*What is required:*
Print the listing in full, with no character changed.

*Records for the exercise:*
PR #1028, opened 2020-01-21
added warning before resizing block devices which were probed empty

aschnell:
## Problem

We had a bug report where a user shrunk a partition with BitLocker on it (which caused data loss since BitLocker was not detected).

## Solution

The data loss is now prevented by two changes:

- BitLocker is detected (other PRs)
- A warning is presented to the user when trying to resize a device which seems to be empty (this PR).

## Testing

- Added a new unit test.
- Tested manually.

## See also

- https://bugzilla.suse.com/show_bug.cgi?id=1159318
- https://trello.com/c/CEJP4jFv/1575-1-warn-when-resizing-empty-partitions-2nd-part-of-bug1159318-expert-partitioner-let-me-resize-bitlocker-partition-cause-data-loss
- https://trello.com/c/urYYuPsW/1562-3-detecting-bitlocker-part-of-bug1159318-expert-partitioner-let-me-resize-bitlocker-partition-cause-data-lost

### DIFF
--- a/src/lib/y2partitioner/actions/resize_blk_device.rb
+++ b/src/lib/y2partitioner/actions/resize_blk_device.rb
@@ -1,4 +1,4 @@
-# Copyright (c) [2017-2019] SUSE LLC
+# Copyright (c) [2017-2020] SUSE LLC
 #
 # All Rights Reserved.
 #
@@ -48,12 +48,15 @@ module Y2Partitioner
 
       # Checks whether it is possible to resize the device, and if so, the action is performed.
       # It also checks whether the device needs to be unmounted before resizing (e.g., NTFS).
-      # When unmounted device is required, it offers the option for unmounting it.
+      # When unmounted device is required, it offers the option for unmounting it. If the
+      # device seems to be empty (see confirm_empty) the user may cancel the action after
+      # a warning.
       #
-      # @note An error popup is shown when the device cannot be resized.
+      # @note An error popup is shown when the device cannot be resized or seems empty.
       #
       # @return [Symbol, nil]
       def run
+        return :back unless confirm_empty
         return :back unless try_unmount && validate
 
         resize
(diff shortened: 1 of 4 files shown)


src/lib/y2partitioner/actions/resize_blk_device.rb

*Output:*
PR #1028, opened 2020-01-21
added warning before resizing block devices which were probed empty

aschnell:
## Problem

We had a bug report where a user shrunk a partition with BitLocker on it (which caused data loss since BitLocker was not detected).

## Solution

The data loss is now prevented by two changes:

- BitLocker is detected (other PRs)
- A warning is presented to the user when trying to resize a device which seems to be empty (this PR).

## Testing

- Added a new unit test.
- Tested manually.

## See also

- https://bugzilla.suse.com/show_bug.cgi?id=1159318
- https://trello.com/c/CEJP4jFv/1575-1-warn-when-resizing-empty-partitions-2nd-part-of-bug1159318-expert-partitioner-let-me-resize-bitlocker-partition-cause-data-loss
- https://trello.com/c/urYYuPsW/1562-3-detecting-bitlocker-part-of-bug1159318-expert-partitioner-let-me-resize-bitlocker-partition-cause-data-lost

### DIFF
--- a/src/lib/y2partitioner/actions/resize_blk_device.rb
+++ b/src/lib/y2partitioner/actions/resize_blk_device.rb
@@ -1,4 +1,4 @@
-# Copyright (c) [2017-2019] SUSE LLC
+# Copyright (c) [2017-2020] SUSE LLC
 #
 # All Rights Reserved.
 #
@@ -48,12 +48,15 @@ module Y2Partitioner
 
       # Checks whether it is possible to resize the device, and if so, the action is performed.
       # It also checks whether the device needs to be unmounted before resizing (e.g., NTFS).
-      # When unmounted device is required, it offers the option for unmounting it.
+      # When unmounted device is required, it offers the option for unmounting it. If the
+      # device seems to be empty (see confirm_empty) the user may cancel the action after
+      # a warning.
       #
-      # @note An error popup is shown when the device cannot be resized.
+      # @note An error popup is shown when the device cannot be resized or seems empty.
       #
       # @return [Symbol, nil]
       def run
+        return :back unless confirm_empty
         return :back unless try_unmount && validate
 
         resize
(diff shortened: 1 of 4 files shown)


src/lib/y2partitioner/actions/resize_blk_device.rb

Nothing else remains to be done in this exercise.